Les regards se tournèrent vers Agatha.
« Non, pas que je sache... ». Etonné par ce type d'information vague inhabituel chez Agatha, Théo fronça les sourcils mais, soucieux de garder la main, il enchaîna : « Il existe une troisième solution.
- Oui, je vois bien, le coupa Kevin. Il faut un volontaire pour aller déminer.
- Tu en vois d'autres, peut-être ? » grogna Théo, furieux d'avoir loupé son effet.
Perplexe, le regard de chacun des membres de l'équipe navigua de l'un à l'autre de ses voisins, avant de se perdre dans un angle lointain de la pièce ou un recoin du plafond.
« Alors quoi, s'énerva Kevin, c'est une coïncidence, ces deux morts de la même manière ?
- Je ne crois pas...
- Bon, Agatha, ça suffit là, trancha Théo d'un ton sec. On va certainement tous mourir là, alors si tu peux nous en dire plus ? »
Agatha posa ses mains lentement sur la table devant elle et regarda Théo bien en face :
« J'irai, moi, déminer. »
L'étonnement et la gêne s'installèrent. Personne n'osait regarder Agatha. Seules quelques respirations difficiles et raclements de gorge rompirent le silence.

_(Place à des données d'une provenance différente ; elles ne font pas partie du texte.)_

PR #57, opened 2020-06-02
Draft: serde

Gilthoniel:
This is the first proposal for a encoding module. It focuses on a pipeline from the data model to a network message to finally a slice of bytes and reversely. A factory provides the primitives for the first step and the encoder for the second step.


Gilthoniel:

« Tu plaisantes, reprit Théo, quelqu'un va faire s'en charger, mais pas toi, pas vrai les gars ? »
Il se tourna vers les membres de la mission mais perdit vite contenance face au mutisme général.
« Attends, on va se donner le temps de la réflexion, et puis...
- Non, c'est moi qui y vais. Personne d'autre ne peut y aller. »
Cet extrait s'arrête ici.